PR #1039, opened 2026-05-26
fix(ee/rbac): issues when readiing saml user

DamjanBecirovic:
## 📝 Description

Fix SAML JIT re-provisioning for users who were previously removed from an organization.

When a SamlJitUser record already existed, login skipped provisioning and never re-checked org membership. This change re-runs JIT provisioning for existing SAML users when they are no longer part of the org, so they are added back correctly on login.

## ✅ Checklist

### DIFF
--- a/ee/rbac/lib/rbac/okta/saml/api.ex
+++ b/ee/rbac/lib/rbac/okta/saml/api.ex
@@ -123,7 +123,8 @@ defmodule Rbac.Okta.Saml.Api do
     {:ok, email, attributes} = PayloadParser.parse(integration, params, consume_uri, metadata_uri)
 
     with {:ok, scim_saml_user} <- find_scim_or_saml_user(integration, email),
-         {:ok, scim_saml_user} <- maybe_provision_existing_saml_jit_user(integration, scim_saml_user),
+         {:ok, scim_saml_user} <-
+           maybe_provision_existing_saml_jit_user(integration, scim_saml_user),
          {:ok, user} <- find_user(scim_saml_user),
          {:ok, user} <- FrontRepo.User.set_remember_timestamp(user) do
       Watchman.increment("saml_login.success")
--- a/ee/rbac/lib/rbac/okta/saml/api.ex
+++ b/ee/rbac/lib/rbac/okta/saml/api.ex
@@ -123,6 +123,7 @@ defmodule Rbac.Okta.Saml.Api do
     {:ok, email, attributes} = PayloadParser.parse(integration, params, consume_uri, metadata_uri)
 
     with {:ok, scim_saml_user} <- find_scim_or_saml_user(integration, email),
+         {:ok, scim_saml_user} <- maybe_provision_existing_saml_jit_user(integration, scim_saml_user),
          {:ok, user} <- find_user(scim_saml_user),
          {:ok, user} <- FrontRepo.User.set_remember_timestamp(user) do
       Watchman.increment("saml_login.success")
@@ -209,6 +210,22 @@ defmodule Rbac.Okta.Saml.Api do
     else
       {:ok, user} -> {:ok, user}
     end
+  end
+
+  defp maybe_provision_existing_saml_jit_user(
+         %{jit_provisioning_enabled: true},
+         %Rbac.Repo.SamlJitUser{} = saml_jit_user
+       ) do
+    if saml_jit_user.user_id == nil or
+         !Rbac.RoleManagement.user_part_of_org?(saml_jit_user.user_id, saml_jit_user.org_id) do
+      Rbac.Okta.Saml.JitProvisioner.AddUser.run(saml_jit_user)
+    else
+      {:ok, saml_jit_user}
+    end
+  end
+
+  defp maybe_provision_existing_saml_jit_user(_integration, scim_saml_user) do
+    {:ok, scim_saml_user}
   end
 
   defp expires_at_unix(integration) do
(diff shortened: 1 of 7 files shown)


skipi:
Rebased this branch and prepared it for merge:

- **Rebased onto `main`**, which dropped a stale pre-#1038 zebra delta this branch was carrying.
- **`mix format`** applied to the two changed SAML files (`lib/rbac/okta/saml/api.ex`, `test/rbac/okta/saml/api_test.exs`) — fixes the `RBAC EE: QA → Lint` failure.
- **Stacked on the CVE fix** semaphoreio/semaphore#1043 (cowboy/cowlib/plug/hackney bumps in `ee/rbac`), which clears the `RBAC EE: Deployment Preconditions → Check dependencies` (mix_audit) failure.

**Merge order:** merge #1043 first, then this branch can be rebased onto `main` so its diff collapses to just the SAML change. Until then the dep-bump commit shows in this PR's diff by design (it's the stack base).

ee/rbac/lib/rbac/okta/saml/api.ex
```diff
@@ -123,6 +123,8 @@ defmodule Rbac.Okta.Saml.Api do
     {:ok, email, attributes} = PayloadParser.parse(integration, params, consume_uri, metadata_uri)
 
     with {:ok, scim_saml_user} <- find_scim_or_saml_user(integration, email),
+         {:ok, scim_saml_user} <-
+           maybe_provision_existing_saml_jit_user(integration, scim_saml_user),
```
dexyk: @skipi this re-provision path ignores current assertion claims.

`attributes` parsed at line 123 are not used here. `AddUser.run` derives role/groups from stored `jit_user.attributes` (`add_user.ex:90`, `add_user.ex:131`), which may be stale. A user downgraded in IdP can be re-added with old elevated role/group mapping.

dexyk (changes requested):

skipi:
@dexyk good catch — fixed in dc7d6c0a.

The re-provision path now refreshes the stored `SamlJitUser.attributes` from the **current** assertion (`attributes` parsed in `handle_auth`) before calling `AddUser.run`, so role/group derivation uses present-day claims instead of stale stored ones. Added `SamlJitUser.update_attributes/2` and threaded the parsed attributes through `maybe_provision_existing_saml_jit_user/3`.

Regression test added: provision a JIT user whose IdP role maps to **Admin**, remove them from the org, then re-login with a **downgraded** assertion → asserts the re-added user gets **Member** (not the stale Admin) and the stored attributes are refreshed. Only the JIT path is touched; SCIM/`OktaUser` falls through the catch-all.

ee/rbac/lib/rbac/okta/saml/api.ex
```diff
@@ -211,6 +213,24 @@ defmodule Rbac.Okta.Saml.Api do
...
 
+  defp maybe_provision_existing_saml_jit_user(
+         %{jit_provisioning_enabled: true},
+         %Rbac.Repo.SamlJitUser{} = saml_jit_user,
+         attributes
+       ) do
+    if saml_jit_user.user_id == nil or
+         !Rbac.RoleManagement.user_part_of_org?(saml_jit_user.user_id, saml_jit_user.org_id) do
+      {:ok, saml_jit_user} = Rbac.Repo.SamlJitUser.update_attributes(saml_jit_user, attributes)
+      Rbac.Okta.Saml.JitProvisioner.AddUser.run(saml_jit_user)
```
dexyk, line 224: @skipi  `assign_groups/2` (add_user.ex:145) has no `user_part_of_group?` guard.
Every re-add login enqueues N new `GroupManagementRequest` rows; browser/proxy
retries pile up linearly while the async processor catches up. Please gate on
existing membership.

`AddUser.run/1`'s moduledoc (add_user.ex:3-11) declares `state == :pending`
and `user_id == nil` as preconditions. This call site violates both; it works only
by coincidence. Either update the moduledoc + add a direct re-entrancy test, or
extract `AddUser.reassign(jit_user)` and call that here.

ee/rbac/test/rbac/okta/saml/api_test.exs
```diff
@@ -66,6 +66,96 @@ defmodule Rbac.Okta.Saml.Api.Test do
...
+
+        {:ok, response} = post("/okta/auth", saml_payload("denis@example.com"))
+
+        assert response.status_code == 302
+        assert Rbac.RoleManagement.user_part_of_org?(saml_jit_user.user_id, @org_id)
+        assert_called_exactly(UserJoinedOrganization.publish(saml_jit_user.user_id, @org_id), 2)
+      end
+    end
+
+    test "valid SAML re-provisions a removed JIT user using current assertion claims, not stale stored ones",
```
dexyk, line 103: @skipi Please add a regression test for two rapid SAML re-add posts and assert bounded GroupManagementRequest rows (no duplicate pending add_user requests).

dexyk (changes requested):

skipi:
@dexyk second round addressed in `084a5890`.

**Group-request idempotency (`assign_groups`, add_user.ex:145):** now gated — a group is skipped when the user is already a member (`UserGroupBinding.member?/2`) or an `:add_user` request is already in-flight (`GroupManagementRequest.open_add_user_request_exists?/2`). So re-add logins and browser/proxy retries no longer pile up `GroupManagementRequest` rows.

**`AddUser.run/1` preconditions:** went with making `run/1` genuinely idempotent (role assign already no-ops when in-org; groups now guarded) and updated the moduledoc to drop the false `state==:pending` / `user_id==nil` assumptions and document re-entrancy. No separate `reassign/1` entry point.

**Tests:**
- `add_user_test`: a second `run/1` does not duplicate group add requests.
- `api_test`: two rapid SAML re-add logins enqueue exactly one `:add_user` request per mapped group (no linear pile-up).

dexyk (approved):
...
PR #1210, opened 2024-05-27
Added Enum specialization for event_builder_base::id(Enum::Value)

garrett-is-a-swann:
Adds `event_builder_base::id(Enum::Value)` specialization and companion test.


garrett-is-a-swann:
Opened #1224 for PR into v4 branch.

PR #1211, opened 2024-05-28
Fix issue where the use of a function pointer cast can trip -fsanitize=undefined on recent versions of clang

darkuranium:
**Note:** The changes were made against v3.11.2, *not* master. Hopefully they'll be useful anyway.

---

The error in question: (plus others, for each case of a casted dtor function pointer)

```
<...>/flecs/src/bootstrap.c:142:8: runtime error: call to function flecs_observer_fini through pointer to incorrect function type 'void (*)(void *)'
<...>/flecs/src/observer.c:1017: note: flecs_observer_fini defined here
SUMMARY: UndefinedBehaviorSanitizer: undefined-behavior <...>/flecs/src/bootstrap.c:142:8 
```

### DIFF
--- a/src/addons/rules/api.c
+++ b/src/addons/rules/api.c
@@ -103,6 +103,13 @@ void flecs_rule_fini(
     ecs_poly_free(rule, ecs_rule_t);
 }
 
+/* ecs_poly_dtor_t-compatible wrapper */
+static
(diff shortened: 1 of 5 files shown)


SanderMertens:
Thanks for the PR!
==
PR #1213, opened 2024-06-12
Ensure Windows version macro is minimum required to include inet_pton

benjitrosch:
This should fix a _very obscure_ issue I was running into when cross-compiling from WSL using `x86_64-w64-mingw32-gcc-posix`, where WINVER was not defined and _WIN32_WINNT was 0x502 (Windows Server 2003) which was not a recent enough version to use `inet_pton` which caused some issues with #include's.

§ WHAT TO PRODUCE
Copy each line of the records that has "rapid" in it.

§ OUTPUT OF THE TASK
dexyk, line 103: @skipi Please add a regression test for two rapid SAML re-add posts and assert bounded GroupManagementRequest rows (no duplicate pending add_user requests).
- `api_test`: two rapid SAML re-add logins enqueue exactly one `:add_user` request per mapped group (no linear pile-up).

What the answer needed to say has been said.